Nun and pioneer politician in Arizona (1934–1981)

Clare Dunn (1934 – July 30, 1981) was an American teacher and Catholic nun who served in the Arizona House of Representatives. She advocated for voting rights and social justice. She was a Democrat. She advocated for the Equal Rights Amendment. In 2017 she was inducted into the Arizona Women's Hall of Fame.

== Early life ==
Dunn joined the Congregation of St. Joseph of the Apparition in 1955. She earned her Bachelor's and Master's degree in Political Science. In 1965, the Los Angeles Congregation Sisters of Saint Joseph assigned her to go to Tucson, Arizona to teach history and government at Salpointe Catholic High School, a position she held for nine years.

== Political career ==
In 1972, Dunn entered politics by volunteering for the George McGovern presidential campaign, serving as an Arizona delegate for McGovern at the 1972 Democratic National Convention.
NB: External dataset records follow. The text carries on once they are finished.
PR #3429, opened 2023-10-02
Allow changing handle shape of a slider

### LINKED ISSUE #1974: Change slider indicator to a rounded rect
Although this is an opinionated topic, I think for the sake of themeability/skinning, users should be able to modify the look of sliders indicators and choose forms other than `epaint::CircleShape`. For a lack of a better word, the indicator is the small bar (or currently circle) in a slider:
 ```
======0======
       ^
```

A solution could be to use a rectangle and set rounding to `ui.visuals().widgets.inactive.rounding`, although this would change the overall look of egui. Another more backwards compatible solution would be to set the rounding to a default value which produces a circle, and add a method like `rounding()` which would override the rounding behavior.

I have considered building my own widget for this, but there are so many great attributes and methods in the current `Slider` implementation that this would feel overkill to me.

### PR DESCRIPTION
**Pull request by YgorSouza**
* Closes #1974

### DIFF
--- a/crates/egui/src/style.rs
+++ b/crates/egui/src/style.rs
@@ -815,6 +815,11 @@ pub struct Visuals {
     /// Enabling this will affect ALL sliders, and can be enabled/disabled per slider with [`Slider::trailing_fill`].
     pub slider_trailing_fill: bool,
 
+    /// Shape of the handle for sliders and similar widgets.
+    ///
+    /// Changing this will affect ALL sliders, and can be enabled/disabled per slider with [`Slider::handle_shape`].
+    pub handle_shape: HandleShape,
+
     /// Should the cursor change when the user hovers over an interactive/clickable item?
     ///
     /// This is consistent with a lot of browser-based applications (vscode, github
@@ -962,9 +967,6 @@ pub struct WidgetVisuals {
 
     /// Make the frame this much larger.
     pub expansion: f32,
-
-    /// Shape of the handle for sliders and similar widgets.
-    pub handle_shape: HandleShape,
 }
 
 impl WidgetVisuals {
@@ -1142,6 +1144,7 @@ impl Visuals {
             striped: false,
 
             slider_trailing_fill: false,
+            handle_shape: HandleShape::Circle,
 
             interact_cursor: None,
 
@@ -1213,7 +1216,6 @@ impl Widgets {
                 fg_stroke: Stroke::new(1.0, Color32::from_gray(140)), // normal text color
                 rounding: Rounding::same(2.0),
                 expansion: 0.0,
-                handle_shape: HandleShape::Circle,
             },
             inactive: WidgetVisuals {
                 weak_bg_fill: Color32::from_gray(60), // button background
@@ -1222,7 +1224,6 @@ impl Widgets {
                 fg_stroke: Stroke::new(1.0, Color32::from_gray(180)), // button text
                 rounding: Rounding::same(2.0),
                 expansion: 0.0,
-                handle_shape: HandleShape::Circle,
             },
             hovered: WidgetVisuals {
                 weak_bg_fill: Color32::from_gray(70),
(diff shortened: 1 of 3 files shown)

### CODE REVIEW

File: crates/egui/src/widgets/slider.rs [hunk 1]
```diff
@@ -676,12 +676,36 @@ impl<'a> Slider<'a> {
...
+                        stroke: visuals.fg_stroke,
+                    });
+                }
+                style::HandleShape::Rect { aspect_ratio } => {
+                    let v = match self.orientation {
+                        SliderOrientation::Horizontal => Vec2::new(radius, radius / aspect_ratio),
+                        SliderOrientation::Vertical => Vec2::new(radius / aspect_ratio, radius),
+                    };
+                    let v = v + Vec2::splat(visuals.expansion);
+                    let rect = Rect {
```
emilk, line 695: You could use `Rect::from_center_size` here

crates/egui/src/widgets/slider.rs
```diff
@@ -720,12 +744,16 @@ impl<'a> Slider<'a> {
...
         let limit = match self.orientation {
             SliderOrientation::Horizontal => rect.height(),
             SliderOrientation::Vertical => rect.width(),
         };
-        limit / 2.5
+        let aspect_ratio = match handle_shape {
+            style::HandleShape::Circle => 1.0,
+            style::HandleShape::Rect { aspect_ratio } => *aspect_ratio,
+        };
+        limit / (2.5 / aspect_ratio)
```
emilk, line 756: If we define the radius to be on the cross axis (i.e. the Y axis on a horizontal slider), then we don't need to use `aspect_ratio` here

emilk (commented):
Looks good, but adding the settings to every `WidgetVisuals` seems overkill - I think the belongs in `Visuals` instead

YgorSouza:
> Looks good, but adding the settings to every `WidgetVisuals` seems overkill - I think the belongs in `Visuals` instead

I thought about that, but I figured maybe someone could want to change the aspect ratio or shape when the slider is hovered or clicked, as an alternative to the `expansion` setting, and that would be very hard to do without the setting on `WidgetVisuals`. On the other hand, it does mean that everyone who doesn't want that is going to have to change this setting 3 times instead of 1, so maybe it's not such a great tradeoff. I'll change it.

crates/egui/src/style.rs
```diff
@@ -1877,3 +1900,22 @@ fn rounding_ui(ui: &mut Ui, rounding: &mut Rounding) {
...
     });
 }
+
+fn handle_shape_ui(ui: &mut Ui, handle_shape: &mut HandleShape) {
+    ui.label("Widget handle shape");
+    ui.horizontal(|ui| {
+        ui.radio_value(handle_shape, HandleShape::Circle, "Circle");
+        if ui
+            .radio(
+                matches!(handle_shape, HandleShape::Rect { aspect_ratio: _ }),
```
emilk, line 1910: nit

```suggestion
                matches!(handle_shape, HandleShape::Rect { .. }),
```

crates/egui/src/widgets/slider.rs
```diff
@@ -284,6 +286,15 @@ impl<'a> Slider<'a> {
         self
     }
 
+    /// Change the shape of the slider handle
+    ///
+    /// This setting can be enabled globally for all sliders with [`Visuals::handle_shape`].
+    /// Changing it here will override the above setting ONLY for this individual slider.
+    pub fn handle_shape(mut self, handle_shape: HandleShape) -> Self {
```
emilk, line 293:
```suggestion
    #[inline]
    pub fn handle_shape(mut self, handle_shape: HandleShape) -> Self {
```

crates/egui_demo_lib/src/demo/sliders.rs
```diff
@@ -132,23 +137,43 @@ impl super::View for Sliders {
...
+                    matches!(handle_shape, HandleShape::Rect { aspect_ratio: _ }),
+                    "Rectangle",
+                )
+                .clicked()
+            {
+                *handle_shape = HandleShape::Rect { aspect_ratio: 0.5 };
+            }
+            if let HandleShape::Rect { aspect_ratio } = handle_shape {
+                ui.add(Slider::new(aspect_ratio, 0.1..=3.0).text("Aspect ratio"));
+            }
```
emilk, line 173: Duplicated code - I suggest you create an `impl HandleSape { fn ui(&mut self, ui: &mut Ui) { … } }` for this in `style.rs`

emilk (approved):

In 1973, Dunn began requesting permission from her church superiors to run for office. Although they initially refused, concerned about blurring lines between church and state, in 1974, she received their permission. She ran on a platform of social issues and good government, which was relevant in the wake of Watergate. That year, she was elected to the Arizona House of Representatives to represent District 13 in Tucson.

During her first year, Dunn introduced twenty-nine bills and cosponsored nine others. Much of her work dealt with the passage of the Equal Rights Amendment, education, and helping the poor, elderly and marginalized.

While in office, she worked to increase access to voting, supporting voting by mail, restoring voting rights to freed prisoners who met sentencing and parole requirements, and requiring ballots to be written in easy-to-understand language.

Dunn co-sponsored a bill establishing a Martin Luther King Day holiday, which happened years after her death.

Dunn was re-elected three times. She became the assistant minority leader for the Arizona House of Representatives.

== Death and legacy ==
Dunn and an assistant, Sister Judith Lovchik, were killed on July 30, 1981 by a drunk driver going the wrong way on Interstate 10 in a head-on collision. Her funeral was attended by Governor Bruce Babbitt and over 1,300 mourners. In a 1982 legislative session, one of her colleagues said that Dunn was the "conscience of the legislature."

Shorter after Dunn's death, Arizona legislators passed stricter penalties against drunk driving.

In 1983, the Vatican prohibited nuns and any Catholic religious from running for political office, making Dunn one of the last nuns to hold public office.

In 2017, Dunn was inducted into the Arizona Women's Hall of Fame.